This metastatic purging of lawyers has also spread to the Pentagon. Defense Secretary Pete Hegseth fired the top judge advocates general. As three-star lawyers in uniform, JAGs give independent and nonpolitical advice about the laws of war and domestic legal constraints that Congress has imposed on the armed forces.
Trump doesn't like judges either; the ones who decide against him are just 'woke' lawyers in robes. His attacks on the judiciary dangerously undermine the rule of law. Trump's allies don't like judicial decisions adverse to the administration either. After a New York judge issued a temporary restraining order barring Elon Musk's access to Treasury Department systems, Sen. Mike Lee (R-Utah) declared, 'This has the feel of a coup — not a military coup, but a judicial one.'
Temporary restraining orders and injunctions are hardly revolutionary. We teach about them in every law school in the country. Such orders freeze the status quo for a short time, so that the judge can get the information he or she needs to make a more considered decision about whether a further stay during the pendency of the case is merited.
Musk, cruder than Lee, takes things a step further. He calls on judges to be impeached just because he doesn't like their decisions. Then, in a transparent effort to destabilize the judiciary, he calls for judges to be fired, ignoring the fact that the Constitution gives them life tenure. Federal judges do not serve at the pleasure of Musk.
Musk is now obsessed with the idea of impeaching judges, posting about it constantly on his social media site: 'The only way to restore rule of the people in America is to impeach judges. No one is above the law, including judges.'
This is utter nonsense, but it is dangerous nonsense.

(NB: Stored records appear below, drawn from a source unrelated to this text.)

PR #6418, opened 2017-10-23
Added a new recipe for Tablet.

imilne:

### DIFF
--- a/recipes/tablet/build.sh
+++ b/recipes/tablet/build.sh
@@ -1,0 +1,8 @@
+#!/bin/bash
+
+outdir=$PREFIX/share/$PKG_NAME-$PKG_VERSION-$PKG_BUILDNUM
+mkdir -p $outdir
+mkdir -p $PREFIX/bin
+cp -R * $outdir/
+chmod +x $outdir/tablet
+ln -s $outdir/tablet $PREFIX/bin
--- a/recipes/tablet/meta.yaml
+++ b/recipes/tablet/meta.yaml
@@ -1,0 +1,28 @@
+{% set name = "tablet" %}
+{% set version = "1.17.08.17" %}
+
+package:
+  name: {{ name }}
+  version: {{ version }}
+
+source:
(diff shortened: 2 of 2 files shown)


peterjc:
Ideally I would include a copy of the licence in the zip file (as a text file, e.g. ``LICENSE.txt``), and then reference this in the ``meta.yaml`` file via the ``license_file`` key.

(I am not merging this new recipe due to the potential conflict of interest as a colleague of Iain).

peterjc:
Or you could use this -  from the filename I didn't initially spot this is the license file:

```
license_file: docs/tablet.html
```

imilne:
Thanks, Peter, that makes sense. I wouldn't merge anything yet, as I still don't know if this builds properly - I couldn't get Travis to play nice with my fork at all. I have a feeling it's going to die on the version-check test as Tablet may spool up a gui-event thread even before that happens, so some kind of "java.awt.AWTError: Can't connect to X11 window" might happen. It didn't show up with local testing as both my linux and mac laptops aren't headless. Flapjack (#6419) doesn't use that so may be ok.

peterjc:
Personally I would use something like ``tablet --version | grep '^Tablet`` for the version check (so that a human can inspect the log), given making an automatic exact regular expression will be tricky (escaping dots etc).

Anyway, that's minor polish - fingers crossed the build checks pass, and we can merge this.

imilne:
We had that, Peter, but it failed every time on Linux - passed fine on macOS though.

imilne:
And build number is 0 again - that was a just a random change to try and get things working in frustration late last night.

peterjc:
Merging given tests now passing and @bgruening's earlier approval.

peterjc:
@imilne the package ought to make its way to the public repository automatically now, check back tomorrow.

peterjc:
I was being too pessimistic on the deployment times, it is live now: https://anaconda.org/bioconda/tablet

bgruening:
Thanks all, nice work!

What set Musk off is that a federal judge in Maryland issued a temporary restraining order blocking the Department of Education and the Office of Personnel Management from sharing sensitive records with his DOGE outfit. Later, another judge gave the government until March 10 to provide information about DOGE's problematic activities at the Treasury Department.
There are about 100 active lawsuits currently challenging Trump's torrent of executive orders. Many of these have resulted in temporary injunctions or restraining orders, and there are certainly more to come.
Trump wants to investigate everyone in sight, and an inquisition requires a Torquemada. Enter Ed Martin, a 2020 election denier, now acting and soon to be Trump's nominee for U.S. Attorney in Washington.
Martin took to his job with a political relish that could not escape attention. He sacked some 30 attorneys who had worked January 6 Capitol riot cases, then ordered some of his remaining prosecutors to investigate their own colleagues for potentially committing an unspecified crime by prosecuting those defendants in the first place. What crime did these lawyers conceivably commit, except to uphold their duty to the Constitution and the rule of law?
And the icing on the cake was yet to come. Martin vomited a post on Musk's X about how former Special Counsel Jack Smith had received $140,000 in free legal services from the august D.C. law firm of Covington and Burling, growling, 'Save your receipts, Smith and Covington. We'll be in touch soon.'
Shocking! But what is the crime?
Trump readily gave his blessing, stating that he'd be seeking vengeance on Covington, nullifying its security clearances and government contracts. No good deed goes unpunished.
Justice Robert Jackson, while FDR's attorney general, delivered an oft-quoted speech on Dec. 1, 1940, called the 'Federal Prosecutor.' His words have become an article of faith.
Jackson totally rejected the weaponization of the justice system, saying, 'If the prosecutor is obliged to choose his cases, it follows that he can choose his defendants. Therein is the most dangerous power of the prosecutor: that he will pick people that he thinks he should get, rather than pick cases that need to be prosecuted. … It is here that law enforcement becomes personal, and the real crime becomes that of being unpopular with the predominant or governing group, being attached to the wrong political views, or being personally obnoxious to or in the way of the prosecutor himself.'
And it's not just the judges and the lawyers. Already the Trump administration has come for non-lawyer federal employees, transgender people, immigrants, the press, epidemiologists, scientists and more.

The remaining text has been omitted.